The Oxford English Dictionary doesn’t list any antonyms for “founder.” Merriam-Webster lists the closest terms as“disciple, follower, supporter” or even “student.” The opposite of an “originator” is, apparently, a “copycat” or “mimic.” There is no exact word for someone who takes over for the “inaugurator” of a role or institution.
So, what do we call Louis Armstrong? He didn’t just have a “predecessor” in Fletcher Henderson’s band, but effectively replaced one of the founding members of one of the most important bands in jazz history. Elmer Chambers wasn’t the first trumpeter to work for Fletcher Henderson, but he was the first trumpeter in Henderson’s band proper. Chambers was on Fletcher Henderson’s first recordings under Henderson’s name with a recognizable Henderson sound, a band that became incredibly popular before Armstrong’s arrival.

Photo courtesy of oldtimeblues.net
The otherwise beneficent Armstrong berated Chambers’s “nanny-goat sound and ragtime beat” but Henderson knew how to spot talent. Chambers seemed above all to be a lead player, able to confidently read down first trumpet charts, and by virtue of that role, shape the sound of the band. Chambers’s focused, somewhat piercing tone and pinpoint phrasing was likely exactly what was needed to cut through ballrooms and shellac, reading the chart as-is to provide audiences a clean melody and firm beat, and give the band a foundation for its own flights, for example on “Just Hot”:
Chambers’s also gets a solo that is far from the bleating, stiff affair alluded to by Armstrong. On “Ride, Jockey, Ride” with Trixie Smith, Chambers cuts loose, syncopating the lead, inserting some growls and then riffing behind the singer:
The choice of Chambers in a loose small group setting, alongside bona fide jazz players such as Buster Bailey, indicates that his peers likely didn’t see him entirely as a straight player or old-hat. Keeping players such as Chambers in the footnotes of jazz history leads to a sort of perennial history of the avant-garde, a narrative that skips from innovator to innovator while leaving a lot of music out of music history. It’s hard to imagine even modern trumpeters being ashamed of turning out a performance like this one.
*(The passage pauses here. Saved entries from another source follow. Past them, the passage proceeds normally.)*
PR #32, opened 2022-08-24
Transport module fhir export

spencer-skylight:
# Description
Migrate export-related functionality from the old FHIR module to the new taxonomy in accordance with the [PRD](https://docs.google.com/document/d/1Jzc8KG6idkap6njacoD_Cdqm5fN03LTYslIEhtK9UL8/edit).

In addition to the taxonomy migration, the following changes were made:
* In `phdi.fhir.cloud.azure` function `download_from_export_response` (and helper), expect an AzureCredentialManager to be supplied by the caller, and use it to log in. (and unit tests updated accordingly)
* Minor updates to docstrings.
* Removed logging calls
  * Debug and info
  * Exception logging where we are also raising an exception


phdi/fhir/cloud/azure.py
```diff
@@ -0,0 +1,54 @@
...
+
+from azure.storage.blob import download_blob_from_url
+from typing import Iterator, TextIO, Tuple
+
+from phdi.cloud.azure import AzureCredentialManager
+
+
+def download_from_fhir_export_response(
+    export_response: dict,
+    cred_manager: AzureCredentialManager,
```
bamader, line 11: Since we have a `BaseCredentialManager` and are moving away from defining just the Azure specific implementation, can we make this the base class instead? And for that matter, how much of a lift would it be to make this code generic for anything with a credential manager? Looking at some of the below functions, nothing seems particularly specific to Azure (since we just invoke a common member function `.get_credential_object()` on line 47), so could we just rename this whole file something more suitably generic?

phdi/fhir/transport/__init__.py
```diff
@@ -4,8 +4,11 @@
     upload_bundle_to_fhir_server,
 )
 
+from .export import export_from_fhir_server
```
bamader, line 7: Absolute path

phdi/fhir/transport/export.py
```diff
@@ -0,0 +1,201 @@
+import polling
+import requests
+
+from .http import http_request_with_reauth
```
bamader, line 4: absolute import

phdi/fhir/transport/export.py
```diff
@@ -0,0 +1,201 @@
...
+        separator = "&"
+
+    if container:
+        export_url += f"{separator}_container={container}"
+        separator = "&"
+
+    return export_url
+
+
+def __export_from_fhir_server_poll_call(
```
bamader, line 131: Can we make this one underscore in front of the function instead of two? I know it's a helper for other helpers but let's standardize it so that underscore functions lead with only one.

phdi/fhir/transport/export.py
```diff
@@ -0,0 +1,201 @@
...
+            raise requests.HTTPError(response=poll_response)
+
+
+def _compose_export_url(
+    fhir_url: str,
+    export_scope: str = "",
+    since: str = "",
+    resource_type: str = "",
+    container: str = "",
+) -> str:
```
bamader, line 91: Small organizational nit: let's put all the functions with underscores at the bottom of the file, so that all the publicly exposed functions a user can call and might want to read more about are at the top of the file in one group and all the private helpers are all together in another group below that.

bamader (changes requested):
Looks like a good port, just a couple of formatting / organizational nits to take care of before merging!

phdi/cloud/azure.py
```diff
@@ -79,6 +78,7 @@ def _need_new_token(self) -> bool:
 class AzureCloudContainerConnection(BaseCloudContainerConnection):
     """
     This class implements the PHDI cloud storage interface for connecting to Azure.
+
```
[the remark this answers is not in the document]
spencer-skylight: Nope - I'll remove.

phdi/fhir/cloud/__init__.py
```diff
@@ -0,0 +1,3 @@
+from .azure import download_from_fhir_export_response
```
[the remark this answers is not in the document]
spencer-skylight: Updated.

phdi/fhir/cloud/azure.py
spencer-skylight: If this were itself defined in, or implementing a base class, I'd agree.  But since this is an Azure-specific function and it requires the return value of `get_credential_object()` to be an Azure credential manager not just any "credential object", I think putting the more specific type here makes sense.  

Does that explanation sway you?  Is it OK to leave this as is?

phdi/fhir/transport/__init__.py
spencer-skylight: I'll update this.

phdi/fhir/transport/export.py
spencer-skylight: Will update.

phdi/fhir/transport/export.py
spencer-skylight: Sure, I can do that. We don't have any guidance around when to use 1 vs 2. I'll keep it standard unless/until we do.

phdi/fhir/transport/export.py
spencer-skylight: Sure, I'll update.

phdi/fhir/cloud/azure.py
bamader: Ah that makes sense. Yes I think this is totally fine to leave as-is then. Thanks for clarifying.

bamader (approved):
LGTM!

PR #33, opened 2022-08-25
Document coverage evaluation

bamader:
This PR documents how the `coverage.py` package can be used to measure and evaluate our code coverage, as well as explore specific areas that may be deficient in terms of coverage. The information is currently stored in `CONTRIBUTING.md` because that's where we discuss running the tests, but if that isn't the right place for this I'm happy to move it.

The results of our initial coverage assessment are really good. We have overall 95% statement coverage, with the only noteworthy under-covered group being our cloud functionality (`azure.py`, `cloud.core.py`, etc.). That code is relatively new in port, though, so those tests are likely coming (or we still need to write them). Among modules that were already ported with their tests, we score horrendously on `fhir.transport.http.py`, which has only 36% coverage (the single lowest coverage score we have--everything else is around at least 80%, with most being in the 90s).

### DIFF
--- a/CONTRIBUTING.md
+++ b/CONTRIBUTING.md
@@ -112,11 +112,21 @@ poetry run make test
 
 If that fails, stating a file cannot be found, you can also try running `poetry run pytest` directly to run the tests.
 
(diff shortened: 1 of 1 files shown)


KennethSkylight (approved):
LGTM

PR #35, opened 2022-08-30
Cleanup old taxonomy files

bamader:
This PR removes all straggling modules and functions from the old taxonomy, since everything has been ported over to the new code structure. The chief areas of rewiring code were in configuring some of the more subtle imports to point to new ports instead of the old structure (e.g. `fhir_server_get` is not in `fhir.transport.http` rather than the old standalone `fhir.py`), and changing the objects that `unittest.mock` was mocking to point to new taxonomy instances.

I know that deletions are typically easy PRs to approve, but since this clears out old files from the repo, **everyone please try to give it an attentive read so we don't miss anything!**


spencer-skylight (approved):
LGTM! Only suggestion I have is to let Dan, Nick and Brady know and make sure deleting the old taxonomy won't break anything they're working on. :)

PR #36, opened 2022-08-31
Add coverage guidelines

bamader:
This PR adds coverage guidelines to the `contributing.md` file based on the robustness conversation the SDK workstream had earlier this week. Principles are suggested for when tests are appropriate, what cases they should be validating, and howe we use and regard the resulting coverage percentage.


bamader:
Ann doesn't have a Github account I can request review from, but it might be worth getting her eyes on this as well since robustness assurances are something that could impact usability or comms to STLTs.

CONTRIBUTING.md
```diff
@@ -128,6 +128,23 @@ You can also create an HTML-formatted and -tagged report by running `coverage ht
 
 More information can be found in the documentation for [coverage](https://coverage.readthedocs.io/en/6.4.4/).
 
+##### Code coverage guidelines
+
+We recognize there's a lot of human judgment when it comes to writing test cases. It's impossible to plan for every scenario in which a function might be used, or think of every error that an input data type might cause. To ensure the repository is as robust as reasonably possible, we've developed the following principles around writing tests and code coverage.
+
+1. **We strive for 80% repository coverage at all times.** There's no magic number when it comes to assessing coverage quality. A high coverage percentage doesn't actually guarantee high-quality testing, and focusing too much on getting a coverage number as close to 100% as possible could lead to a false sense of security as well as wasted time and effort. At the same time, it's important we ensure that our tools are tested in a robust way. A coverage statistic of 80% strikes a balance between fixating on the coverage percent and keeping tests robust and accountable.
```
spencer-skylight, line 135: What do you think about striving for 85%?  We are at 95% now, and may go higher when we revise our test cases.  If we start dipping near 85% we can always lower, but 85 seems like a good time to start discussing and revising.

CONTRIBUTING.md
```diff
@@ -128,6 +128,23 @@ You can also create an HTML-formatted and -tagged report by running `coverage ht
...
+
+2. **Any public-facing functions should include at least one test case.** If a user can call function, we want that function to have documented test coverage. Ideally, functions should have multiple tests (see below), but at a minimum, any public function should have at least one. For private or helper functions, discretion is given to the developer, but the principles below might suggest test cases for those, too.
```
spencer-skylight, line 137: I researched this yesterday and couldn't find an easy way to check this in an automated way.  I'm thinking we should group this with the other guidelines in point 4 below.  Does that make sense to you as well?

spencer-skylight (changes requested):
A few suggestions for consideration.  I think I'd be OK if this was merged as-is so I'm approving, but please consider the comments I left as well.

CONTRIBUTING.md
bamader: Sure, I've got no problem with 85% (I think that's what I threw out in our meeting anyway). I feel like I just went with 80% because I read the extra credit article and mentally was like "well let's just take the average between a perfect 100 and the 60 that google uses" lol

CONTRIBUTING.md
bamader: Looking at the way I've organized this, I actually think this content belongs where it is. I was trying to develop an organizational scheme where the first three points were our sort of "governing principles," if you will, which were more like abstract ideas and concepts we were striving to uphold when writing tests and considering coverage. Point 4, on the other hand, is intended to be a more specific "actionable" point that helps developers understand what practical / real tests to be writing. In reading it again, that organization comes across to me but I think only because I was the one who wrote it (i.e. I didn't actually explicitly call that out). If you agree with the organization, I could separate point 4 out into a new paragraph rather than the bulleted list and add a sentence about how these are our practical and actionable test guidelines?

spencer-skylight: Sure sounds good to me to keep this separated out.  I like point 4 as a bullet list - I think it's easier to scan/read that way.  Maybe you could just add a short sentence above the bullet list?

spencer-skylight (approved):
I think we've worked out everything... Approving!

CONTRIBUTING.md
bamader: Done!

PR #38, opened 2022-09-01
Handle missing address country field exception

bamader:
This PR fixes the bug that was identified in https://app.clickup.com/t/3d2h5bk by only operating on and appending country codes that are not `None` (previously, FHIR patients whose address dicts didn't include a `country` field were throwing errors because `None` couldn't be parsed into an ISO country code). It also introduces a test case into our unit tests that checks for this input edge case to prevent problems in the future.


spencer-skylight (commented):
LGTM!  Just trying to think of other edge cases... What happens if country is an empty string or a nonsense/unrecognized country?

bamader:
Both of those are actually edge cases of `phdi.harmonization.standardization.standardize_country_code` rather than edge cases of the `standardize_phones` function (the reason for that is because if the `country` field exists, we'll still try to append a standardized code to a list of countries, see line 179 in `fhir.harmonization.standardization`). The good news is that our code as written already accounts / works for those! If no valid code can be produced for a given input country in some form, we always just return `None`. This is actually totally fine because when it comes to actually trying to parse the phone number with a country code in `harmonization.standardization.standardize_phone` (lines 88-100 are the relevant ones), not only is `None` a valid parsing option, but we literally manually insert `None` if it's not already in the list of possible countries. So we're actually all set on that front. To prove this out I did add two test assertions for code standardization though, which should now be live in the PR as well.

spencer-skylight (approved):
LGTM!

PR #45, opened 2022-09-08
Lots of fixes for coverage quality

bamader:
This PR started out with these two tickets: https://app.clickup.com/t/3g9parn and https://app.clickup.com/t/3g9pakh (i.e. bringing the geospatial module and its FHIR wrapper up to snuff in terms of our test coverage standards). In doing so, I ended up finding several other things that needed some fixing, including some bugs we might not have noticed and that our updates to testing coverage actually helped catch:

- adds inline exclusion tags for abstract methods and properties of ABCs, since unimplemented functions shouldn't count against coverage trace stats (read more about this in the changes to CONTRIBUTING.md)
    - this is in both geospatial and cloud, since those are currently our two ABCs
- changes some incorrect data typing of bundles in a function signature
- expands the data structure dealt with in geospatial testing to include a second delivery line for proper response parsing
- expands unit test coverage for fhir/geospatial because we didn't have test cases for when a user didn't want to overwrite incoming data
- determined because of the tests that we were importing the wrong `copy` function in several places, so that's been fixed


phdi/fhir/geospatial/smarty.py
```diff
@@ -74,7 +73,7 @@ def _geocode_patient_resource(self, patient: dict) -> None:
                     address, standardized_address.lat, standardized_address.lng
                 )
 
-    def geocode_bundle(self, bundle: List[dict], overwrite=True) -> List[dict]:
+    def geocode_bundle(self, bundle: dict, overwrite=True) -> dict:
```
spencer-skylight, line 76: Nice catch here.

spencer-skylight (commented):
This all looks good to me. It looks like this is a draft so I didn't really look for things that hadn't been done yet that you might still be working on - I'll finish that part of the review when this comes out of draft mode.

phdi/fhir/geospatial/smarty.py
```diff
@@ -1,4 +1,4 @@
-from copy import copy
+import copy
```
m-goggins, line 1: Good call on this. I ran into errors in some of the harmonization tests (particularly when overwrite=False) when we used the `from copy import copy` approach.

m-goggins (approved):
The changes look good to me!

PR #46, opened 2022-09-09
Add :return param: to docstrings

m-goggins:
Started adding :param return: items to all functions with docstrings but wanted someone to take a look at general formatting (e.g.,) removed periods from docstring params) before proceeding. Some of the docstring descriptions and return params are repetitive but for the sake of consistency, I think it's okay.

### DIFF
--- a/phdi/cloud/azure.py
+++ b/phdi/cloud/azure.py
@@ -31,6 +31,7 @@ class AzureCredentialManager(BaseCredentialManager):
 
         :param resource_location: URL or other location of the requested resource.
         :param scope: A space-delimited list of scopes to limit access to resource.
+        :param return:
         """
         self.__resource_location = resource_location
         self.__scope = scope
@@ -54,6 +55,7 @@ class AzureCredentialManager(BaseCredentialManager):
 
         :param force_refresh: force token refresh even if the current token is
           still valid
+        :param return: An access token from the Azure identity provider
         """
         if force_refresh or (self.access_token is None) or self._need_new_token():
             creds = self.get_credential_object()
@@ -65,7 +67,7 @@ class AzureCredentialManager(BaseCredentialManager):
         """
         Determine whether the token already stored for this object can be reused,
         or if it needs to be re-requested.
-
+        :param return: An access token from the Azure identity provider if still valid
         """
         try:
             current_time_utc = datetime.now(timezone.utc).timestamp()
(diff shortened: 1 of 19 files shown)


spencer-skylight (commented):
It's coming along! Matt Goldberg created an API style guide that I think we can leverage here:

https://docs.google.com/document/d/17PSrnDf1bf-mbbF2utV4aboodgBr8gjDaDLVotcQGYQ/edit?pli=1#heading=h.jenb7unpjy0h

I noticed a few things that we need to fix across the board:
* `:param return:` should actually be `:return:` per [Sphinx documentation](https://sphinx-rtd-tutorial.readthedocs.io/en/latest/docstrings.html) - a quick find-and-replace should take care of this.
* Descriptions for getters should start with "Gets the...". Then choose as concise as you can think of for the description for the `:return:`, per the API style guide.
* Functions that do not return anything do not need an empty `:return:` value.

I'm still getting through this PR, but need to step away briefly, and there's enough here to make some progress on corrections.

phdi/tabulation/tables.py
```diff
@@ -16,6 +16,7 @@ def load_schema(path: str) -> dict:
     If the file can't be found, raises an error.
 
     :param path: File path to a YAML file holding a schema
+    :param return:
```
spencer-skylight, line 19: "A dictionary representing read from the supplied `path`."

spencer-skylight (changes requested):

phdi/tabulation/tables.py
m-goggins: Would "A dictionary representing read **schema** from the supplied path" be okay?

spencer-skylight: Yep, you're right I was missing that key term. I think your wording is correct, but the following reads more naturally to me. I'm OK either way.
"A dictionary representing a schema read from the supplied path"

m-goggins:
Not sure if the `return writer` statement on line 58 in phdi/tabulation/tables.py is supposed to be there

phdi/cloud/azure.py
```diff
@@ -49,11 +49,12 @@ def get_credential_object(self) -> object:
 
     def get_access_token(self, force_refresh: bool = False) -> str:
         """
-        Obtain an access token from the Azure identity provider.  Return the
+        Obtain an access token from the Azure identity provider. Return the
         access token string, refreshed if expired or force_refresh is specified.
 
         :param force_refresh: force token refresh even if the current token is
           still valid
+        :return: True if Azure access token is valid; false otherwise
```
spencer-skylight, line 57: This function does actually return the access token.

m-goggins: Changed to "Azure access token"

spencer-skylight (approved):
This is looking great - I made a few changes to clean things up. I think it's GTG!

PR #50, opened 2022-09-13
Code coverage harmonization

m-goggins:
- Up to 100% coverage for fhir and core harmonization scripts
- Added an additional test hl7 file with malformed/invalid segment_id fields
- Changed the import of copy to remove an error related to using copy.deepcopy() in the case of an invalid segment_id field


tests/harmonization/test_harmonization.py
```diff
@@ -18,6 +18,11 @@ def test_standardize_hl7_datetimes():
     message_2 = open(
         pathlib.Path(__file__).parent.parent / "assets" / "FileSingleMessageLongTZ.hl7"
     ).read()
+    message_3 = open(
```
KennethSkylight, line 21: could we make the message variable names more descriptive of what they're testing for like `message_invalid_segments`?

KennethSkylight (changes requested):
One small thing

tests/harmonization/test_harmonization.py
m-goggins: Yeah, good point! I saw more descriptive names in another test file later but forgot to change these ones.

KennethSkylight (approved):
LGTM!

PR #52, opened 2022-09-14
Transport code coverage

spencer-skylight:
# Description
Ensure full code coverage for the transport and transport FHIR module.

## Additional Changes
Two lines of code that raise exceptions in `export_from_fhir_server_poll` and `export_from_fhir_server` were removed because any non-success status would raise an exception in `_export_from_fhir_server_poll_call`, meaning there are no code paths available to raise the errors in the former 2 functions.


tests/fhir/transport/test_fhir_transport.py
```diff
@@ -90,6 +97,148 @@ def test_auth_retry_double_fail(patched_requests_session):
...
+@mock.patch("phdi.fhir.transport.http._log_fhir_server_error")
+def test_upload_bundle_to_fhir_server_embedded_failure(
+    patch_log_error, patch_http_request
+):
+    bundle = {
+        "resourceType": "Bundle",
+        "entry": [{"resource": {"resourceType": "Patient"}}],
+    }
+
+    mock_response = {
```
m-goggins, line 163: Seeing these mock_responses in the test cases makes it more readable to me than some of the mock cases in other test files.

m-goggins: For my own edification: do we have a rule of thumb for when we should be using the mock responses vs. local vars vs. stored assets?

spencer-skylight: We don't currently have guidelines standards around this specific aspect of unit testing.  IMO setting content blocks separately (in local variables or parameters defined outside the function) to check is clearer/better than specifying literal values as parameters or directly checking literal values. I think we could make better use of module parameters to define mock content to separate content blocks from code and keep things cleaner.

Stored assets are generally used when the content is too big and would make the unit test messy or difficult to read if it were placed directly within the code.

m-goggins (approved):

PR #53, opened 2022-09-14
Fix test_generate_table_fail

bryan-skylight:
# Description
This test relied on an assertion that a function, `write_table()` was never called, with the assumption that it wasn't called because the HTTP  status code from the request was 400 instead of 200. The reason the test passed is because `schema` was set to an empty dictionary, which bypassed the entire `for` loop in `generate_table`. As a result, the function was indeed never called, but not for the reason expected.

# Solution
1. Read in an actual schema file from the `assets` library.
2. Add an additional assertion that checks that `fhir_server_get` was actually called, ensuring that the reason `write_table` isn't called is because of the returned `status_code`.

# Test Plan
The following image should demonstrate that this fix is achieving the results we need.

image


m-goggins:
Aha! That makes sense to me.

m-goggins (approved):

bamader (approved):

PR #59, opened 2022-09-15
Conversion code coverage

spencer-skylight:
# Description
Flesh out code coverage for conversion module

## Additional Changes
Removed code that rethrows a ParseException, for two reasons:
* Looking at the [python-hl7 code](https://github.com/johnpaulett/python-hl7), `ParseException`s are only thrown processing batch messages, and since we are checking that the input begins with `MSH`, there is no path to this through our code.
* We can just let exceptions be raised by the hl7 module - there is no need to re-raise them

### DIFF
--- a/phdi/fhir/conversion/convert.py
+++ b/phdi/fhir/conversion/convert.py
@@ -116,34 +116,29 @@ def _get_fhir_conversion_settings(message: str, use_default_ccda=False) -> dict:
     """
     # Some streams (e.g. ELR, VXU) are HL7v2 encoded
     if message[:3] == "MSH":
-        try:
-            parsed_msg = hl7.parse(message)
-            extracted_code = str(parsed_msg.segment("MSH")[9])
+        parsed_msg = hl7.parse(message)
+        extracted_code = str(parsed_msg.segment("MSH")[9])
 
-            # HL7 MSH segment 9 has three components: message code, trigger
-            # event, and message structure. We can extract based on number of
-            # present separators and recombine to create a robust formatted code
-            extracted_code_tokenized = extracted_code.split(parsed_msg.separators[3])
-            formatted_code = ""
-            if (len(extracted_code_tokenized) >= 3) and (
-                extracted_code_tokenized[2] != ""
-            ):
-                formatted_code = extracted_code_tokenized[2]
-            elif len(extracted_code_tokenized) == 2:
-                formatted_code = (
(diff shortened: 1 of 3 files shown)


phdi/fhir/conversion/convert.py
```diff
@@ -116,34 +116,29 @@ def _get_fhir_conversion_settings(message: str, use_default_ccda=False) -> dict:
...
-                raise Exception("Could not determine HL7 message structure")
-
-            return {
-                "root_template": formatted_code,
-                "input_data_type": "HL7v2",
-                "template_collection": "microsofthealth/fhirconverter:default",
-            }
-        except hl7.exceptions.ParseException:
-            raise hl7.exceptions.ParseException("Input HL7 message could not be parsed")
+        parsed_msg = hl7.parse(message)
```
m-goggins, line 119: It makes sense to me that we would remove a try/except from such a large chunk of code, but I am wondering what happens if we are unable to parse the message.

m-goggins (approved):

phdi/fhir/conversion/convert.py
spencer-skylight: Previously, if `hl7.parse` raised a `ParseException`, we'd catch it and create a new exception of the same type.  The stack trace for the new exception would show the exception as originating from our function, and replace whatever the error description was from the `hl7` package with "Input HL7 message could not be parsed". Any other types of exceptions thrown by the `hl7` package would bubble up, and retain their stack trace and error detail from where they actually occurred.

With this change, we would bubble up ALL errors that were raised during the function calls we made in this code block. IMO this will give more accurate/closer to the source information about the cause of the error and be better for troubleshooting.

We could consider catching and re-raising our own error to make it easier for callers to know what exceptions they might need to handle from our code, but attaching them to the original error so we don't lose the detail and stack trace. Something like:
```python
except hl7.exceptions.ParseException ex:
  raise OurOwnException("Detail") from ex
```

But we are not doing this anywhere else in our code, so I think it's best to allow the default behavior of bubbling up errors for now.

m-goggins: Thank you for the explanation. So if `hl7.parse` raises an exception, the `ParseException` error will still be raised and will indicate that it is coming from `hl7.parse`?

spencer-skylight: Yes, that's basically it!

“I Don’t Know And I Don’t Care” opens with Chambers on lead with muted obbligato by Howard Scott, now mostly known (if at all) as the poor soul holding the trumpet soloist chair with Henderson immediately before Armstrong’s arrival. Neither player sounds stiff, uncertain or ineffective, demonstrating that “hot” could be a matter of degrees rather than extremes:
Both men were particularly influenced by New York compatriots Johnny Dunn and Tom Morris, incorporating incisive double-time runs and sly wah-wah vocalisms. They seem less extroverted in their playing, easily mistaken for a lack of confidence or swing but perhaps just deliberate restraint meant to fit into the larger big band picture. The placement of notes is crisp, eighth-notes are even (but decidedly not stiff) and tone quality is clear, if not brilliant.
Armstrong’s phrasing and tone would outmode all of these approaches, and his sheer technical prowess as a single improviser would even make these types of semi-improvised duets obsolete. Chambers and Scott became relics, even though neither man could have been that much older than Armstrong.
Armstrong didn’t literally replace Chambers or Scott, but he secured their place in the annals as part of the “pre-Armstrong” Henderson band. The post-Armstrong band became the one referenced in textbooks and lectures. In another one of those fascinating ironies of history, the successor became the legend while the founder marched off into obscurity. Yet Chambers remains the original trumpeter for Fletcher Henderson. It was an important, ultimately thankless job, but he did it quite well, in his own way, and as more than a mere historical curiosity.